# [INSTRUCTIONS FOR THE TASK]
Exactly as they appear below, repeat the lines from the one with "197g, line 86: Yay" through the one with "I suppose it", and no others.

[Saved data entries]
----------

Issue #622, opened 2025-07-07
CRC checking should happen before chunk parsing


fintelia:
The default behavior in libpng for auxiliary chunks is to only use them if their CRCs are valid. In fact, we even have a method that [claims to enable this behavior](https://docs.rs/png/latest/png/struct.DecodeOptions.html#method.set_skip_ancillary_crc_failures). However, at the moment we cannot actually do so because we parse and save the info from each chunk before checking the CRC. That means by the time we've checked the checksum it is too late to do anything but return an error and stop decoding. We should instead delay parsing until after the checksum has been validated.

(This is in addition to fully ignoring CRCs if that is requested)

fintelia:
That's already mostly how it works. At the moment we (1) incrementally is compute the CRC as the chunk is read, (2) call `parse_chunk`, and (3) read the 4-byte CRC value at the end of the chunk and compare it to the computed CRC. All we really need to do is swap the last two steps

PR #623, opened 2025-07-07
Simplify the set of states returned from `StreamingDecoder::update`

fintelia:
Instead of having dedicated states like `Decoded::Header`, the caller is now expected to just look for the appropriate `Decode::ChunkComplete(...)` return code. This also means that all chunk parsing results in `Decode::Nothing` so the return values from the various parsing functions have all been removed.

### DIFF
--- a/src/decoder/stream.rs
+++ b/src/decoder/stream.rs
@@ -278,6 +278,7 @@ pub(crate) enum FormatErrorInner {
         /// The type of the unrecognized critical chunk.
         type_str: ChunkType,
     },
+    BadGammaValue,
 }
 
 impl error::Error for DecodingError {
@@ -420,6 +421,7 @@ impl fmt::Display for FormatError {
             UnrecognizedCriticalChunk { type_str } => {
                 write!(fmt, "Unrecognized critical chunk: {:?}", type_str)
             }
+            BadGammaValue => write!(fmt, "Bad gamma value."),
         }
     }
 }
@@ -1385,10 +1387,10 @@ impl StreamingDecoder {
         } else {
             let mut buf = &self.current_chunk.raw_bytes[..];
             let source_gamma: u32 = buf.read_be()?;
-            // The spec says that "A gAMA chunk containing zero is meaningless".
-            // So let's ignore such `gAMA` chunks.
             if source_gamma == 0 {
-                return Ok(Decoded::Nothing);
+                return Err(DecodingError::Format(
+                    FormatErrorInner::BadGammaValue.into(),
+                ));
             }
 
             let source_gamma = ScaledFloat::from_scaled(source_gamma);


examples/pngcheck.rs
```diff
@@ -251,6 +246,9 @@ fn check_image<P: AsRef<Path>>(c: Config, fname: P) -> io::Result<()> {
                             fctl.blend_op,
                         );
                     }
+                    ImageData => {
+                        //println!("got {} bytes of image data", data.len())
```
kornelski, line 250: println

src/decoder/stream.rs
```diff
@@ -83,20 +83,20 @@ impl State {
 pub enum Decoded {
     /// Nothing decoded yet
     Nothing,
-    Header(u32, u32, BitDepth, ColorType, bool),
```
197g, line 86: Yay for not having _data_ in these variants but I'm wondering if we should still emit an event different from `Nothing` in case we have been modifying (or supposed to be modifying) the `info()` struct. At least for the decoder that seems interesting information (as per the modifications necessary to the example).

I suppose it can be inferred from the related `ChunkComplete` of the individual pieces of information when early information is crucial. But that may get .. complicated due to the entanglement with the CRC treatment and us ignoring some invalid auxiliary chunks; so these are not precisely the same event. In some cases we have a completion event, but _no_ change to to the info struct. That isn't exactly critical but may be worth considering.

All that said, with the current control flow the `Nothing` events allow us to continue in the stream's decoding loop while other events bubble up all the way to the `Decoder` and incur the whole function call chain to continue. So maybe it's for the better?

197g: To clarify: all in all I'm in favor of simplifying the state and event enum. The control flow does become cleaner with this changes.

fintelia: How would you feel about folding #622 into this PR? Then we could make `Decoded::ChunkComplete` mean that the chunk was parsed successfully with a valid CRC (and thus stored in `info()`), and add a `DecodedChunkSkipped` to signal that the chunk was corrupt or set to ignored.

That would mean that `Decoded::ChunkBegin` would always be paired with an associated complete / skipped state (or a fatal error) rather than sometimes just being missing

197g: A bit mixed since this will be a difference between IDAT and other chunks. However, such difference already exist and generally, this seems like a nice way to encode the relevant parts of the state machine transitions in one single event. So yeah, I'd like to see how it would look.

For Final verdict however I would need to try writing a stream processor simplifying PNGs into validated / normalized parts as part of an example.

fintelia: I ended up adding two additional states. `SkippedAncillaryChunk` for when the chunk type is unrecognized or specifically requested to be skipped, and `BadAncillaryChunk` for when there's some problem with the chunk.

I've also been thinking about whether to include some error information in the `BadAncillaryChunk` variant. That would give us a way of exposing benign errors without terminating the decoding process, which is something we've discussed a few times.

197g: I would consider _not_ stick the actual error information into the BadAncillaryChunk variant. At worst the error info will affect the enum's size and while there is a 'fault' it's arguably not supposed to be fatal. So really you should be expecting to handle a backlog of these at a time, not one-by-one. Also, you shouldn't be needing the precise reader state as a caller, `png` still needs that consistent to parse further, so buffering of that information should be expected and possible.

src/decoder/stream.rs
```diff
@@ -964,34 +981,53 @@ impl StreamingDecoder {
...
             chunk::sRGB => self.parse_srgb(),
-            chunk::cICP => Ok(self.parse_cicp()),
-            chunk::mDCV => Ok(self.parse_mdcv()),
-            chunk::cLLI => Ok(self.parse_clli()),
-            chunk::eXIf => Ok(self.parse_exif()),
-            chunk::bKGD => Ok(self.parse_bkgd()),
+            chunk::cICP => self.parse_cicp(),
+            chunk::mDCV => self.parse_mdcv(),
+            chunk::cLLI => self.parse_clli(),
+            chunk::bKGD => self.parse_bkgd(),
```
197g, line 1014: I wonder if we should instead treat *all* parse errors in non-critical chunk, including their positions in the chunk stream, as `SkippedAncillaryChunk` as well. Well, not really blocking.

src/decoder/stream.rs
```diff
@@ -1378,145 +1411,162 @@ impl StreamingDecoder {
...
-                chromaticities,
-                max_luminance,
-                min_luminance,
-            })
-        }
+    fn parse_mdcv(&mut self) -> Result<(), DecodingError> {
+        let info = self.info.as_mut().unwrap();
 
         // The spec requires that the mDCV chunk MUST come before the PLTE and IDAT chunks.
         // Additionally, we ignore a second, duplicated mDCV chunk (if any).
```
197g: The comment here still says `ignore` but it now errors.

src/decoder/stream.rs
```diff
@@ -1378,145 +1411,162 @@ impl StreamingDecoder {
...
+    fn parse_cicp(&mut self) -> Result<(), DecodingError> {
+        let info = self.info.as_mut().unwrap();
 
-            // RGB is currently the only supported color model in PNG, and as
-            // such Matrix Coefficients shall be set to 0.
-            if matrix_coefficients != 0 {
-                return Err(std::io::ErrorKind::InvalidData.into());
-            }
+        // The spec requires that the cICP chunk MUST come before the PLTE and IDAT chunks.
+        // Additionally, we ignore a second, duplicated cICP chunk (if any).
```
197g: Similar `ignore` comment.

src/decoder/stream.rs
```diff
@@ -1763,33 +1811,46 @@ impl StreamingDecoder {
...
 
-        Ok(Decoded::Nothing)
+        Ok(())
     }
 
     // NOTE: This function cannot return `DecodingError` and handles parsing
     // errors or spec violations as-if the chunk was missing.  See
     // https://github.com/image-rs/image-png/issues/525 for more discussion.
-    fn parse_bkgd(&mut self) -> Decoded {
+    fn parse_bkgd(&mut self) -> Result<(), DecodingError> {
```
197g: Also no longer accurate with regards to the return type.

src/decoder/stream.rs
```diff
@@ -1763,33 +1811,46 @@ impl StreamingDecoder {
...
+                FormatErrorInner::AfterIdat { kind: chunk::bKGD }.into(),
+            ));
+        }
+
+        let expected = match info.color_type {
+            ColorType::Indexed => {
+                if info.palette.is_none() {
+                    return Err(DecodingError::IoError(
+                        std::io::ErrorKind::InvalidData.into(),
+                    ));
```
197g, line 1835: I'd keep the current behavior of skipping the chunk. This is semantic evaluation similar to a zeroed `gAMA` chunk.

fintelia:
The `parse_chunk` method contains logic that converts any `DecodingError::FormatError` or `ErrorKind::UnexpectedEof` from an ancillary chunk into an `Ok(Decoded::BadAncillaryChunk)`:

https://github.com/image-rs/image-png/blob/0a50c02a4f7b344e7815de82042c48fb526fde49/src/decoder/stream.rs#L1033-L1063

----------

# [EXERCISE SOLUTION]
197g, line 86: Yay for not having _data_ in these variants but I'm wondering if we should still emit an event different from `Nothing` in case we have been modifying (or supposed to be modifying) the `info()` struct. At least for the decoder that seems interesting information (as per the modifications necessary to the example).

I suppose it can be inferred from the related `ChunkComplete` of the individual pieces of information when early information is crucial. But that may get .. complicated due to the entanglement with the CRC treatment and us ignoring some invalid auxiliary chunks; so these are not precisely the same event. In some cases we have a completion event, but _no_ change to to the info struct. That isn't exactly critical but may be worth considering.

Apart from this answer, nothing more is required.